Shrestha, Bikash; Weng, Mao-Lun; Theriot, Edward C; Gilbert, Lawrence E; Ruhlman, Tracey A; Krosnick, Shawn E; Jansen, Robert K.
Afiliação
  • Shrestha B; Department of Integrative Biology, University of Texas at Austin, Austin, TX, USA. Electronic address: b.shrestha@utexas.edu.
  • Weng ML; Department of Biology, Westfield State University, Westfield, MA, USA.
  • Theriot EC; Department of Integrative Biology, University of Texas at Austin, Austin, TX, USA.
  • Gilbert LE; Department of Integrative Biology, University of Texas at Austin, Austin, TX, USA.
  • Ruhlman TA; Department of Integrative Biology, University of Texas at Austin, Austin, TX, USA.
  • Krosnick SE; Department of Biology, Tennessee Tech University, Cookeville, TN, USA.
  • Jansen RK; Department of Integrative Biology, University of Texas at Austin, Austin, TX, USA; Center of Excellence for Bionanoscience Research, King Abdulaziz University (KAU), Jeddah 21589, Saudi Arabia.
Mol Phylogenet Evol ; 138: 53-64, 2019 09.

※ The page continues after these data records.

PR #553, opened 2026-05-18
refactor: rename stakechain to reserved

Zk2u:
## Summary
- Renames the operator's reserved-funds wallet identifier from `stakechain` to `reserved`
- `SignerTarget::Stakechain` → `Reserved` and `StakeChainGetPreimage` → `GetPreimage` are pure variant renames; rkyv encodes positionally so on-wire bytes are unchanged
- BIP32 paths/indices unchanged — `RESERVED_WALLET_KEY_PATH` derives to `m/20'/103'` exactly as before
- Per review, also drops "stake chain" from the preimages API entirely: `StakeChainPreimages` trait → `Preimages`, `stake_chain_preimages()` method → `preimages()`, `StakeChainPreimgClient` → `PreimgClient`, `StakeChain` seeded-impl struct → `Preimg`, files `stake_chain.rs` → `preimage.rs`, `pub mod stake_chain` → `pub mod preimage`
- `STAKE_CHAIN_WALLET_*` env vars deleted from `.sample_env` (no longer referenced)
- Functional-tests JSON fixture, Python dataclass, factory prop, dev-cli JSON output key, and idempotency-test local vars all renamed in lockstep

## Test plan
- [x] `just lint` passes (`cargo fmt --check`, `taplo fmt --check`, `cargo clippy -- -D warnings`, codespell, orphan-check)
- [x] `cargo check --workspace --tests --all-features` passes
- [x] Repo-wide grep for `stakechain` / `stake_chain` / `StakeChain` returns zero hits
- [ ] functional-tests pass (recommend running before merge given the env-var, JSON, and Python prop renames)

Closes STR-3425.

PR #559, opened 2026-05-19
refactor: remove bdk::Wallet leak from OperatorWallet public API

Zk2u:
**Stacked on #553** (\`azz/str-3425-rename-stakechain-to-reserved\`). Will rebase onto main when #553 merges.

## Summary

Drops the two \`pub\` accessors on \`OperatorWallet\` that returned \`&bdk::Wallet\`:

- \`reserved_wallet()\` had zero callers.
- \`general_wallet()\` had exactly one caller chain (\`graph/common.rs:170\` → \`graph/utils.rs:35-37\`) that used it to fetch prevout \`TxOut\`s for sighash construction.

Refactors \`finalize_claim_funding_tx\` to read prevouts from \`psbt.inputs[i].witness_utxo\` directly. BDK's \`TxBuilder::finish()\` populates \`witness_utxo\` for Taproot inputs (the general wallet uses a \`tr(...)\` descriptor), so this is sound.

## Why

This is the only \`&bdk::Wallet\` leak in \`OperatorWallet\`'s public API. Removing it unblocks the upcoming \`OperatorWalletBackend\` trait extraction (STR-3435), where a non-BDK backend (Fireblocks) cannot satisfy a \`&bdk::Wallet\` return type.

## Out of scope (deferred to STR-3435)

\`OperatorWallet\` still re-exposes BDK's \`LocalOutput\` via \`claim_funding_outputs() -> impl Iterator<Item = LocalOutput>\`. The trait extraction will need to abstract over this — out of scope for this PR's stated "drop \`&bdk::Wallet\` accessors" task.

## Test plan

- [x] \`just lint\` passes
- [x] \`cargo check --workspace --tests --all-features\` passes (verified locally before the diff was finalized)
- [ ] Functional tests (recommend running before merge given the executor signature change)

Closes STR-3426.

### DIFF
--- a/crates/bridge-exec/src/graph/common.rs
+++ b/crates/bridge-exec/src/graph/common.rs
@@ -167,7 +167,6 @@ async fn ensure_claim_funding_outpoint(
                 finalize_claim_funding_tx(
                     &output_handles.s2_client,
                     &output_handles.tx_driver,
-                    wallet.general_wallet(),
                     psbt,
                 )
                 .await?;
--- a/crates/bridge-exec/src/graph/utils.rs
+++ b/crates/bridge-exec/src/graph/utils.rs
@@ -1,7 +1,6 @@
 //! Shared helpers for graph executors.
 
 use algebra::predicate;
-use bdk_wallet::Wallet;
 use bitcoin::{
     Psbt, TapSighashType,
     hashes::Hash,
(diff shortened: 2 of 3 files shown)


Rajil1213 (dismissed):
Looks good!

Rajil1213:
This needs a rebase now. Will approve afterwards.

Rajil1213 (approved):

Article em En | MEDLINE | ID: mdl-31129347
Plastid genomes (plastomes) of photosynthetic angiosperms are for the most part highly conserved in their organization, mode of inheritance and rates of nucleotide substitution. A small number of distantly related lineages share a syndrome of features that deviate from this general pattern, including extensive genomic rearrangements, accelerated rates of nucleotide substitution, biparental inheritance and plastome-genome incompatibility. Previous studies of plastomes in Passiflora with limited taxon sampling suggested that the genus exhibits this syndrome. To examine this phenomenon further, 15 new plastomes from Passiflora were sequenced and combined with previously published data to examine the phylogenetic relationships, genome organization and evolutionary rates across all five subgenera and the sister genus Adenia. Phylogenomic analyses using 68 protein-coding genes shared by Passiflora generated a fully resolved and strongly supported tree that is congruent with previous phylogenies based on a few plastid and nuclear loci. This phylogeny was used to examine the distribution of plastome rearrangements across Passiflora. Multiple gene and intron losses and inversions were identified in Passiflora with some occurring in parallel and others that extended across the Passifloraceae. Furthermore, extensive expansions and contractions of the inverted repeat (IR) were uncovered and in some cases this resulted in exclusion of all ribosomal RNA genes from the IR. The most highly rearranged lineage was subgenus Decaloba, which experienced extensive IR expansion that incorporated up to 25 protein-coding genes usually located in large single copy region. Nucleotide substitution rate analyses of 68 protein-coding genes across the genus showed lineage- and locus-specific acceleration. Significant increase in dS, dN and dN/dS was detected for clpP across the genus and for ycf4 in certain lineages. Significant increases in dN and dN/dS for ribosomal subunits and plastid-encoded RNA polymerase genes were detected in the branch leading to the expanded IR-clade in subgenus Decaloba. This subgenus displays the syndrome of unusual features, making it an ideal system to investigate the dynamic evolution of angiosperm plastomes.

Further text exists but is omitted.